DATA FOR REVIEW below:

PR #175, opened 2023-02-14
Implement request_throttling

hadley:
Testing this revealed that I failed to set up `max_wait` correctly; it got discarded by the final line of `gh_build_request()`. And even if I had caught that, it still wasn't recorded in the response object so pagination could preserve the value.

So now the request captures the complete request list made up by gh and reuses that when paginating. I'll probably refactor this in the future to reuse the same httr2 request.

End of DATA FOR REVIEW.

* [WORK TO COMPLETE] Nothing but the lines from the one containing "Testing this revealed" through the end of the entries belongs in the answer; repeat them exactly.

* [SOLUTION FOR THIS TASK]
Testing this revealed that I failed to set up `max_wait` correctly; it got discarded by the final line of `gh_build_request()`. And even if I had caught that, it still wasn't recorded in the response object so pagination could preserve the value.

So now the request captures the complete request list made up by gh and reuses that when paginating. I'll probably refactor this in the future to reuse the same httr2 request.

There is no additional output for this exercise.